PR #793, opened 2024-08-14
BED-4707 added saved queries unshare endpoint

mvlipka:
## Description

This change will allow users that own a saved query as well as users that are admins to revoke saved query permissions granted to other users.

## Motivation and Context

This PR addresses: BED-4707

## How Has This Been Tested?

I created two shared query permissions shared to my user
image

I then tested that I could not unshare a query that I own:
image

Then I tested that I could unshare a query that was shared to me:
image

## Types of changes

## Checklist:

  - Assigned myself to this PR
  - Open API docs


cmd/api/src/api/registration/v2.go
```diff
@@ -164,6 +164,7 @@ func NewV2API(cfg config.Configuration, resources v2.Resources, routerInst *rout
 		routerInst.GET("/api/v2/saved-queries", resources.ListSavedQueries).RequirePermissions(permissions.SavedQueriesRead),
 		routerInst.POST("/api/v2/saved-queries", resources.CreateSavedQuery).RequirePermissions(permissions.SavedQueriesWrite),
 		routerInst.PUT(fmt.Sprintf("/api/v2/saved-queries/{%s}", api.URIPathVariableSavedQueryID), resources.UpdateSavedQuery).RequirePermissions(permissions.SavedQueriesWrite),
+		routerInst.PUT(fmt.Sprintf("/api/v2/saved-queries/{%s}/unshare", api.URIPathVariableSavedQueryID), resources.UnshareSavedQuery).RequirePermissions(permissions.SavedQueriesWrite),
```
mistahj67, line 167: Would a DELETE method on the `/share` endpoint be more apt? 🤔

cmd/api/src/api/v2/saved_queries.go
```diff
@@ -242,3 +244,52 @@ func (s Resources) DeleteSavedQuery(response http.ResponseWriter, request *http.
...
+	} else if savedQueryID, err := strconv.ParseInt(rawSavedQueryID, 10, 64); err != nil {
+		api.WriteErrorResponse(request.Context(), api.BuildErrorResponse(http.StatusBadRequest, api.ErrorResponseDetailsFromMalformed, request), response)
+	} else if err := json.NewDecoder(request.Body).Decode(&unshareRequest); err != nil {
+		api.WriteErrorResponse(request.Context(), api.BuildErrorResponse(http.StatusBadRequest, err.Error(), request), response)
+	} else {
+		if unshareRequest.Self {
+			// User is trying to unshare from themselves
+			if err := s.DB.DeleteSavedQueryPermissionsForUser(request.Context(), savedQueryID, user.ID); err != nil {
+				api.HandleDatabaseError(request, response, err)
+			}
```
mistahj67, line 275: We need to verify that they aren't the query owner here correct? Otherwise that's a no-op. 

I can see why a user might want to unshare someone else sharing a query to them but you can't share your own query, it's filtered out in the `/share` handler?

cmd/api/src/api/v2/saved_queries.go
```diff
@@ -242,3 +244,52 @@ func (s Resources) DeleteSavedQuery(response http.ResponseWriter, request *http.
...
+		} else {
+			// Unshare from users in user_ids
+			isAdmin := user.Roles.Has(model.Role{Name: auth.RoleAdministrator})
+			if savedQueryBelongsToUser, err := s.DB.SavedQueryBelongsToUser(request.Context(), user.ID, savedQueryID); err != nil {
+				api.HandleDatabaseError(request, response, err)
```
mistahj67, line 280: If they are admin we can skip this db hit right?

cmd/api/src/api/v2/saved_queries.go
```diff
@@ -242,3 +244,52 @@ func (s Resources) DeleteSavedQuery(response http.ResponseWriter, request *http.
...
+			} else if isAdmin || savedQueryBelongsToUser {
+				for _, userID := range unshareRequest.UserIds {
+					if err := s.DB.DeleteSavedQueryPermissionsForUser(request.Context(), savedQueryID, userID); err != nil {
+						api.HandleDatabaseError(request, response, err)
+						return
+					}
+				}
```
mistahj67, line 287: can we batch this delete instead?

cmd/api/src/api/v2/saved_queries.go
mvlipka: Yeah, I can re-arrange that `if` block

cmd/api/src/api/v2/saved_queries.go
mvlipka: This would no-op in that situation. I can easily add a check to avoid the db call

cmd/api/src/api/registration/v2.go
mvlipka: That could work.
I was debating between DELETE and PUT on the current endpoint. This endpoint is _only_ deleting entries, but it's a modification to the `saved-queries` which is the route that it's attached to.

In hindsight it may have been good to breakaway from our hackathon URL scheme and put these endpoints on their own resource IE:
`/api/v2/saved-queries/{%s}/permissions/share`

mvlipka: Went ahead and changed the endpoint to be `DELETE api/v2/saved-queries/{%s}/permissions`

Also updated @ALCooper12 on the change to reflect the new routing in her PR

cmd/api/src/api/v2/saved_queries.go
mvlipka: Added a check for if a saved query is shared to the user when attempting to unshare from themselves.
When a user creates a saved query, do not have an associated saved_query_permission for their user id and the newly created saved query id.
We also prevent a user from sharing to themselves.

This means that a user will never have a sqp for a query they created. Simply checking if a user has a sqp to that saved query allows us to check for both scenarios:

1. Ensure a user does not own the query
2. Ensure a user has the query shared to them

mvlipka:
I re-tested using the same instructions in the description.
Only caveat is that the url is now:
`/api/v2/saved-queries/{saved_query_id}/permissions`

packages/go/openapi/src/paths/cypher.saved-queries.id.permissions.yaml
```diff
@@ -0,0 +1,62 @@
...
+delete:
+  operationId: DeleteSavedQueryPermissions
+  summary: Revokes permission of a saved query from users
+  description: Revokes permission of a saved query from a given set of users
+  tags:
+    - Cypher
+    - Community
+    - Enterprise
+  requestBody:
+    description: The request body for revoking permission a saved query from users
```
ALCooper12, line 35: Typo here. Is it supposed to say: `The request body for revoking the permission of a saved query from users` ?

packages/go/openapi/src/paths/cypher.saved-queries.id.permissions.yaml
```diff
@@ -0,0 +1,62 @@
...
+    required: true
+    content:
+      application/json:
+        schema:
+          type: object
+          properties:
+            user_ids:
+              type: array
+              items:
+                  $ref: './../schemas/model.components.uuid.yaml'
```
ALCooper12, line 45: I think the above should be 
```
type: array
items: 
  type: string
  format: uuid
```
instead. I say this because your `$ref: './../schemas/model.components.uuid.yaml'` has `readOnly: true` when your request body's field: `user_ids` isn't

• [Directions] Where a line of the data above includes "will", copy that line.

• [Your solution]
This change will allow users that own a saved query as well as users that are admins to revoke saved query permissions granted to other users.
This means that a user will never have a sqp for a query they created. Simply checking if a user has a sqp to that saved query allows us to check for both scenarios:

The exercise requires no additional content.